From section 9.7 "The Jacobi symbol" of Introduction to Analytic Number Theory by Tom M. Apostol
Definition If $P$ is a positive odd integer with prime factorization $$ P = \prod_{i=1}^r p_i^{a_i} $$ the Jacobi symbol $(n \mid P)$ is defined for all integers $n$ by the equation $$ (n \mid P) = \prod_{i=1}^r (n \mid p_i)^{a_i}, \tag{6} $$ where $(n \mid p_i)$ is the Legendre symbol.

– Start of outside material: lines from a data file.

PR #100, opened 2020-06-08
[13.0] intrastat_product: Add xml_attachment_id field and various improvements

alexis-via:
intrastat_product: add mail.activity.mixin and widget in form view
product_harmonized_system: remove archive button (use Action menu)
All modules:
- use super() instead of super(class, self)
- Update domain_force in multi-company ir.rule to v13 standard

### DIFF
--- a/intrastat_base/models/intrastat_common.py
+++ b/intrastat_base/models/intrastat_common.py
@@ -148,7 +148,7 @@ class IntrastatCommon(models.AbstractModel):
                     _("Cannot delete the declaration %s " "because it is in Done state")
                     % self.year_month
                 )
-        return super(IntrastatCommon, self).unlink()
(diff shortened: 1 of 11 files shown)


luc-demeyer (approved):
Code review  & testing ok.
Nice work, imho we should merge this one asap.
Adding a migration script for the company record rule would be a usefull but this is not blocking for me.

pedrobaeza (changes requested):
The change in record rules requires migration script. See https://github.com/OCA/maintainer-tools/wiki/Migration-to-version-13.0#tasks-to-do-in-the-migration for an example

alexis-via:
Here they are!

pedrobaeza (approved):

PR #101, opened 2020-08-01
[13.0]allow to encode intrastat transaction data on invoice line without product

luc-demeyer:
We get a stack trace on the intrastat report when entering an invoice line with an intrastat code but without product code.
This PR fixes this issue and allows at the same the users to add/modify the weight and the country of origin on the invoice line.
This use case is common when e.g. receiving a supplier invoice with intrastat codes and weight.
Creating a product record for a on-time purchase doesn't make a lot of sense.
Some companies also trade goods where the weight in different per transaction, this is now also fixed.

### DIFF
--- a/intrastat_product/__manifest__.py
+++ b/intrastat_product/__manifest__.py
@@ -21,6 +21,8 @@
     ],
     "excludes": ["account_intrastat"],
     "data": [
+        "security/intrastat_security.xml",
+        "security/ir.model.access.csv",
         "views/hs_code.xml",
         "views/intrastat_region.xml",
         "views/intrastat_unit.xml",
@@ -31,8 +33,6 @@
         "views/account_move.xml",
         "views/sale_order.xml",
         "views/stock_warehouse.xml",
-        "security/intrastat_security.xml",
-        "security/ir.model.access.csv",
         "data/intrastat_transport_mode.xml",
         "data/intrastat_unit.xml",
     ],
--- a/intrastat_product/__manifest__.py
+++ b/intrastat_product/__manifest__.py
@@ -7,11 +7,11 @@
 
 {
     "name": "Intrastat Product",
-    "version": "13.0.1.0.3",
+    "version": "13.0.1.1.0",
     "category": "Intrastat",
     "license": "AGPL-3",
     "summary": "Base module for Intrastat Product",
-    "author": "brain-tec AG, Akretion, Noviat, " "Odoo Community Association (OCA)",
+    "author": "brain-tec AG, Akretion, Noviat, Odoo Community Association (OCA)",
     "depends": [
         "intrastat_base",
         "product_harmonized_system",
--- a/intrastat_product/models/account_move.py
+++ b/intrastat_product/models/account_move.py
@@ -99,6 +99,21 @@ class AccountMove(models.Model):
         return vals
 
 
+class AccountMoveLine(models.Model):
+    _inherit = "account.move.line"
+
+    hs_code_id = fields.Many2one(
+        comodel_name="hs.code", compute="_compute_hs_code_id", string="Intrastat Code",
+    )
+
+    def _compute_hs_code_id(self):
+        for rec in self:
+            intrastat_line = self.move_id.intrastat_line_ids.filtered(
+                lambda r: r.invoice_line_id == rec
+            )
+            rec.hs_code_id = intrastat_line.hs_code_id or rec.get_hs_code_recursively()
+
+
 class AccountMoveIntrastatLine(models.Model):
     _name = "account.move.intrastat.line"
     _description = "Intrastat declaration details"
--- a/intrastat_product/models/account_move.py
+++ b/intrastat_product/models/account_move.py
@@ -84,15 +84,18 @@ class AccountMove(models.Model):
 
     def _get_intrastat_line_vals(self, line):
         vals = {}
-        if self.env["intrastat.product.declaration"]._is_product(line):
+        decl_model = self.env["intrastat.product.declaration"]
+        if decl_model._is_product(line):
             hs_code = line.product_id.get_hs_code_recursively()
             if not hs_code:
                 return vals
+            weight, qty = decl_model._get_weight_and_supplunits(line, hs_code)
             vals.update(
                 {
                     "invoice_line_id": line.id,
                     "hs_code_id": hs_code.id,
-                    "transaction_weight": int(line.product_id.weight * line.quantity),
+                    "transaction_weight": int(weight),
+                    "transaction_suppl_unit_qty": qty,
                     "product_origin_country_id": line.product_id.origin_country_id.id,
                 }
             )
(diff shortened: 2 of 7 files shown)


intrastat_product/__manifest__.py
```diff
@@ -7,11 +7,11 @@
 
 {
     "name": "Intrastat Product",
-    "version": "13.0.1.0.3",
+    "version": "13.0.1.1.0",
```
pedrobaeza, line 10: Please next time don't change version number, as it's done by the bot when merging and you avoid possible conflicts.

intrastat_product/models/account_move.py
```diff
@@ -67,9 +67,16 @@ class AccountMoveLine(models.Model):
     hs_code_id = fields.Many2one(
         comodel_name="hs.code", string="Intrastat Code", ondelete="restrict"
     )
+    weight = fields.Integer(string="Weight", help="Net weight in Kg")
```
pedrobaeza: Why do you need these extra fields? I think it's too much, and more not being even computed.

luc-demeyer: @pedrobaeza 
They should indeed not being computed since this is to encode an invoice without product records (hence only intrastat code, weight & country of origin) or in case of product records with unknown weight (product with variable weight, hence weighting operation needed).

pedrobaeza: But I don't get why this fixes the stack trace.

luc-demeyer: @pedrobaeza 

The stack trace is fixed by the "if not product::" code block (cf. PR line 275 of the declaration)

pedrobaeza: Then please limit this PR to that code, an propose improvements into another for debating such improvement.

luc-demeyer: Not really in this case since the fix would be completely different (disallow entering intrastat code without product record). This feature should have been there for a long time since (at least on our market) common accounting packages support this. With the optional="hide" in Odoo 13.0 we can do this in a rather clean way.

pedrobaeza: But it doesn't make sense to put something without product. For me it should be required if you want Intrastat.

luc-demeyer: Oh yes it does.

Assume you are importing on a regular basis goods from EU countries which makes your company subject to the intrastat arrival declaration.
For the goods that you are importing on a regular basis you will work with product records, purchase orders, ...
But for some other goods you may work without purchase orders or a generic product record.
If you receive your supplier invoice it is a common practice that the intrastat code is on the invoice lines (if not than you need to take the shipping docs).
You don't want to do the overhead of creating a product record with weight for a one time purchase hence you simply encode the intrastat code and weight on the invoice line.
Especially for companies migrating from an accounting package having this feature, this is a must have (this particular PR is driven by a customer who migrated from winbooks, which is the leading accounting package on the belgian market).

The other scenario is for products with variable weight. The product code is always the same but the weight is different per transaction. Hence you need to take the shipping docs when encoding the invoice and enter the weight in order to generate your intrastat declaration.

pedrobaeza: And why this hasn't been a problem till v13? As said, this is an improvement, and not a bug fix, and it should be debated in a separate PR. We have to avoid the stack trace, and the bugfix is to make the product required. 

All the rest for me should be debated in a separate PR, but you already know that I don't want to bring such low level data to each account move where inconsistency is going to happen for sure:

- Incorrect data in the product, that is propagated to lines
- On previous versions, you fix it on the product, and everything is OK. Not with this change.

luc-demeyer:
I changed this PR description from a bug fix to an enhancement (which it is but as a side effect this enhancement fixes also a bug).

>>> And why this hasn't been a problem till v13
It has always been a problem, only now it has become a blocking issue for a concrete customer project.

>>> Incorrect data in the product, that is propagated to lines
Without this enhancement you may have to create a thousand product records for the same product since at any sale/purchase transaction the weigth is different. With this enhancement we allow to encode intrastat data without product record. 
I agree that adding more fields to the account.move.line increases the risk on conflicts but another database model (e.g. create a separate record with m2o link to the invoice line) doesn't look very attractive to me either.

Now that the title of this PR is corrected we can keep this record to have the debate on this feature and based upon this feedback we may change the way we implement it from an UI experience, database model to store the extra fields, implement it in a separate module, ...

pedrobaeza:
OK, my vote anyway is to not add this in the base: the overhead and inconsistencies that will provoke is not worth for that use case. Forcing to create a unique product is reasonable IMO if you have to do Intrastat. I would accept in order of preference:

1. Having weights editable at Intrastat report level, so those not putting weights on product (generic products), can do it here. I know that the answer to this is that they know the weights on the moment the invoice is issued, not on the summary, and I can agree.
2. To not propagate weights from product in onchange, so the priority is always in the product, and only manual typed weights are taken into account. This way we avoid inconsistencies and to fill DB with the same data again and again without need. This is not very UX either. We can have a computed/inverse field for showing the product value, and only when changed, stored the weight in another field.

In fact, the same should apply to HS code, that is being now propagated without need (but I'm late to party in that decision), but an homogeneous treatment in this would be also interesting, or at least remove the onchange as option 2.

luc-demeyer:
@pedrobaeza 

Thanks for the feedback.
I'll try to find a bit of time this week to rework this PR by avoiding the hscode & weigth propagation but still allow the user to modify them.

Since we already have invoice lines and move lines we could also add an 'intrastat lines' notebook page showing the computed/related hscode & weight fields and allowing the user to enter transaction specific fields (called e.g. "transaction_weight" & "transaction_hscode"), hence no propagation, no onchange.

The intrastat report will first look for the "transaction_*" fields and fall back on the product record defaults in case they are empty.

And we keep of course the current capability to adjust the lines in the declaration.

Remains the decision to put this into a separate module or not.
Adding it to the "intrastat_product" module is less work.
From a UI standpoint we can easily hide the "intrastat_lines" notebook page with a useability group.

pedrobaeza:
Thanks for taking into account my comments.

luc-demeyer:
@pedrobaeza 
New version is now ready. 
All account.move.line fields have gone (including the hs_code_id which has been there always).
A usability group is required to encode intrastat transaction details on the invoices.

I have not added a migration script on the hs_code_id field since it would be hard to do (the new concept with the transaction details is completely different) and I don't think it's needed since the declaration history is already kept in the declarations.

If someone believes it is important I could rename the hs_code_id field in the account_move_line table to e.g. hs_code_id_legacy via a pre-migration script.

@alexis-via 
Can you also have a look ?

pedrobaeza:
There's a weird warning in runbot:
```
2020-08-18 21:30:16,258 158 WARNING openerp_test odoo.addons.base.models.ir_ui_view: The group intrastat_product.group_invoice_intrastat_transaction_details defined in view intrastat.invoice.form does not exist!
```

I have checked code quickly and seems OK. Thanks for the efforts.

luc-demeyer:
@pedrobaeza 
runbot warning now fixed.

pedrobaeza:
@luc-demeyer please don't self-merge when the PR is so dirty, with merge commits and so on, that messes up commit history when migrating to upper versions. It's not the first time this happens. I'm trying to fix it force pushing...

PR #105, opened 2020-10-14
[14.0][MIG] intrastat_base

alexis-via:


rvalyi (approved):

luc-demeyer (changes requested):
I propose we align the intrastat modules fully to the OCA guidelines as part of the 14.0 migration.
Imho not a lot of work for this one.
- rename views to comply with "views/<main_model>_views.xml" file naming convention
- move res_config_settings to wizards folder

alexis-via:
I'm not really in favor of strictly adopting the OCA guidelines, in particular when they don't make a lot of sense. For example, what's the point of adding a "_views.xml" suffix when you are in the "views" subfolder ? "views/<main_model.xml" makes more sense and avoids 6 caracters :)

luc-demeyer:
@alexis-via 
It's not a breaking point to me for merging this PR but I also don't think we should be solo players in this repo when we disagree with some OCA guidelines. Such a discussion should be initiated on the maintainer tools repo.

Concerning this specific guideline:
When looking into e.g. https://github.com/odoo/odoo/tree/14.0/addons/account/views than you see there is a point, odoo terminates nearly all xml files in this folder with _views but account_menuitem.xml is different since no views in this file.

bealdav:
see https://github.com/OCA/maintainer-tools/pull/466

We also define $(n \mid 1) = 1$.
The possible values of $(n \mid P)$ are $ 1 $, $-1$, or $0$, with $(n \mid P) = 0 $ if and only if $(n, P) > 1.$
If the congruence $$ x^2 \equiv n \bmod{P}$$ has a solution then $(n | p_i) = 1$ for each prime $p_i$ in (6), and hence $(n \mid P) = 1$.
Is the last sentence true? It does not seem true to me. For example, take $n = 9$ and $P=15$, so we get the congruence $x^2 \equiv 9 \bmod {15} $. This congruence clearly has a solution $x = 3$. But the Legendre symbol $(9 \mid 3) = 0$, so it contradicts the claim that $(n \mid p_i) = 1$ for each prime $p_i$ in (6).
Is the book incorrect here or am I missing something?